1. STAR method estimates species tree from average ranks of gene coalescence events. The input gene trees must be bifurcating rooted trees (w/o branch lengths) in Newick format, for examples, the ML trees generated from PHYML, RAXML, or PHYLIP and rooted with the outgroup species. The STAR method allows missing taxa in some gene trees. Source Code: phybase

2. NJst method is similar to the STAR method but it is able to take in unrooted species trees. Species tree is estimated by the neighbor joining trees built from a distance matrix. See Liu et al Source Code: phybase

3. MP-EST method estimates species trees from a set of gene trees by maximizing a pseudo-likelihood function. The input gene trees must be bifurcating rooted trees (w/o branch lengths) in Newick format, for example, the ML trees generated from PHYML, RAXML, or PHYLIP and rooted with the outgroup species. The MP-EST method allows missing taxa in some gene trees. Source Code: MP-EST Source

4. Bootstrap method is implemented based on a multilocus bootstrap method by Seo et al.. The method resamples nucleotide within a loci as well as resampling the loci within the dataset.

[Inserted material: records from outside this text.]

PR #2315, opened 2023-12-06
Bump unicorn dependency to >=2.0.1

### LINKED ISSUE #2303: use checksec command hava a warning ,What should i do?
When I use the pwntools checksec command to check the protection of an executable, my checksec gives me a warning. What should I do?
image

In particular, the protection fails when I compile a source file with the following command.
image

peace-maker:
We're using riscv constants now which were added in unicorn2.

Fixes #2303


Arusekk:
Not sure if riscv works with py2 in Unicorn 2.0+ (I think only 2.0.0rc* handled it properly).

peace-maker:
We should add riscv binaries to the plt tests if there non.

Arusekk (approved):

PR #2322, opened 2023-12-30
Add basic RISCV64 shellcraft support

peace-maker:
Add the minimum shellcraft templates to be able to use the generated linux syscall templates under RISCV64.

The `mov` template isn't 100% null-byte and newline free for all inputs yet. Larger values are just emitted using the `li` pseudo-instruction by the assembler which might contain null-bytes. The `ecall` instruction to trigger syscalls contains null-bytes and we'd need some encoder to get around that.


peace-maker:
This worked for me for a while so I'll merge and gather feedback when other start using it.

PR #2328, opened 2024-01-03
Lookup using $PATHEXT file extensions in `which` on Windows

peace-maker:
Windows uses some file extensions to determine which file to run when given a non-existing file. Try all file extensions in the $PATHEXT environment variable, which defaults to `.COM;.EXE;.BAT;.CMD;.VBS;.VBE;.JS;.JSE;.WSF;.WSH;.MSC;.CPL` on Windows 11.

This allows to run `process("calc")` instead of `process("calc.exe")`.

### DIFF
--- a/pwnlib/tubes/process.py
+++ b/pwnlib/tubes/process.py
@@ -33,7 +33,7 @@ from pwnlib.util.hashes import sha256file
 from pwnlib.util.misc import parse_ldd_output
 from pwnlib.util.misc import which
 from pwnlib.util.misc import normalize_argv_env
-from pwnlib.util.packing import _need_bytes
+from pwnlib.util.packing import _decode
 
 log = getLogger(__name__)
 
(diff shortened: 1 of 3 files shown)


pwnlib/tubes/process.py
```diff
@@ -587,10 +593,15 @@ def _validate(self, cwd, executable, argv, env):
 
         # If there's no path component, it's in $PATH or relative to the
         # target directory.
+        # Try all of the file extensions in $PATHEXT on Windows too.
         #
         # For example, 'sh'
-        elif os.path.sep not in executable and which(executable, path=path):
-            executable = which(executable, path=path)
+        elif os.path.sep not in executable and any(which(executable + pathext, path=path) for pathext in pathexts):
```
Arusekk: I think this should be moved into `which` itself, as other parts of pwntools might benefit from it.

PR #2329, opened 2024-01-03
Make sure TERM_PROGRAM points to a valid program in `run_in_new_terminal`

peace-maker:
Visual Studio Code sets the $TERM_PROGRAM environment variable to `vscode` in its terminal pane, but doesn't support opening new panes from the command line and there is no "vscode" binary.

`misc.run_in_new_terminal` reports `pwnlib.exception.PwnlibException: Could not find terminal binary 'vscode'. Set context.terminal to your terminal.`

Make sure the target binary exists before trying to launch it. This appears to be mostly set by terminals on macOS, so this should be tested in those setups if someone uses a mac ❤️

### DIFF
--- a/pwnlib/util/misc.py
+++ b/pwnlib/util/misc.py
@@ -297,7 +297,7 @@ def run_in_new_terminal(command, terminal=None, args=None, kill_at_exit=True, pr
         elif 'STY' in os.environ and which('screen'):
             terminal = 'screen'
             args     = ['-t','pwntools-gdb','bash','-c']
-        elif 'TERM_PROGRAM' in os.environ:
+        elif 'TERM_PROGRAM' in os.environ and which(os.environ['TERM_PROGRAM']):
             terminal = os.environ['TERM_PROGRAM']
             args     = []
         elif 'DISPLAY' in os.environ and which('x-terminal-emulator'):


teddav:
@peace-maker i dont think this would work as `TERM_PROGRAM` seems to refer to the terminal app being used, and not the shell. So `which` will not find it  
https://apple.stackexchange.com/questions/42714/what-is-the-term-program-and-term-program-version-environment-variables-used-fo

If I try it on an M1 macbook, if I open a terminal in vscode I get `TERM_PROGRAM=vscode`  
and if i do it locally I get `TERM_PROGRAM=iTerm.app` (i'm using ITerm2).

let me know if I misunderstood and you want me to test something

Arusekk:
This is correct, we want the terminal, not a shell. If you still want to help, the test should be mostly doing sth like launching a script with a gdb.debug('/bin/cat') and seeing if it pops up a debugger in a new terminal window or not (both in vscode and iterm), and if not, providing the full error trace.

peace-maker:
#967 introduced this while it was in the docstring before (#964). This appears to have been used as a variable that is set manually and from the code it has to be a valid executable in the path. So this PR shouldn't break that functionality.

PR #2330, opened 2024-01-03
Change newline when setting `context.os` to "windows"

peace-maker:
Windows uses `b'\r\n'` for newlines while unix uses `b'\n'`. Change the expected newline to `b'\r\n'` when setting `context.os = "windows"` automatically for convenience.


peace-maker:
This only matters for windows targets which aren't a common target anyway. So lets add it.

5. Species, number of alleles, allele names Table Creator (SNA Table) is a tool we created for automatically creating the species Allele Table by parsing the loci names within the phylogentic tree.

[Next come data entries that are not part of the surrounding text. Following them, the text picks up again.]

PR #2333, opened 2024-01-10
Fix unhex for odd length bytes

### LINKED ISSUE #2326: `unhex` breaks when passed odd-lengthd bytestring
It tries to prepend a `'0'` string to a bytestring.
```
In [5]: unhex(b'b12')
---------------------------------------------------------------------------
TypeError                                 Traceback (most recent call last)
<ipython-input-5-4ac64938706a> in <module>
----> 1 unhex(b'b12')

~/tools/pwntools/pwnlib/util/fiddling.py in unhex(s)
     41     s = s.strip()
     42     if len(s) % 2 != 0:
---> 43         s = '0' + s
     44     return binascii.unhexlify(s)
     45

TypeError: can only concatenate str (not "bytes") to str
```

snarkyyy:
# Pwntools Pull Request

https://github.com/Gallopsled/pwntools/issues/2326

## Testing

Tried to add a doctest, haven't run it though.

## Target Branch

This fixes rather insignificant bug in a 9 years old code,
I set the branch to `dev` but I guess it could also go to `stable`.

## Changelog

I haven't edited any changelog as the change is super small.

### DIFF
--- a/pwnlib/util/fiddling.py
+++ b/pwnlib/util/fiddling.py
@@ -37,10 +37,15 @@ def unhex(s):
         b'test'
         >>> unhex("F\n")
         b'\x0f'
+        >>> unhex(bytearray(b" F "))
+        b'\x0f'
     """
     s = s.strip()
     if len(s) % 2 != 0:
-        s = '0' + s
+        if callable(getattr(s, "decode", None)):
+            s = b'0' + s
+        else:
+            s = '0' + s
     return binascii.unhexlify(s)
 
 def enhex(x):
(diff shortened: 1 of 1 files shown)


pwnlib/util/fiddling.py
```diff
@@ -37,10 +37,15 @@ def unhex(s):
         b'test'
         >>> unhex("F\n")
         b'\x0f'
+        >>> unhex(bytearray(b" F "))
+        b'\x0f'
     """
     s = s.strip()
     if len(s) % 2 != 0:
-        s = '0' + s
+        if callable(getattr(s, "decode", None)):
```
Arusekk:
```suggestion
        if isinstance(s, (bytes, bytearray)):
```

6. Rerooting Tree is a tool for rerooting the tree based on the user selected loci name.

Example Input Tree File
--- * Non-Bootstrapped Input Tree File
Gene trees need to be placed in newick format. For each species could possess multiple gene locus or missing locus based on the available data.
Gene Tree Example 1
Gene Tree Example 2
Gene Tree Example 3

--- * Bootstrapped Input Tree File
For the bootstrapped gene trees, each bootstrapped gene tree should be of a separate file.
Note that the gene tree files should be one of the following filetype:
"*.boot", "*.bs", "*.nwk", "*.tre", "*.new", "*.txt", "*.phylip", "*.out"
Bootstrap Example

Example Species Allele Table File
When multiple alleles (or sequences) are sampled from some species, the user must provide a species-allele table to indicate which alleles belong to which species. For example, the following gene trees have taxa S1 - 6.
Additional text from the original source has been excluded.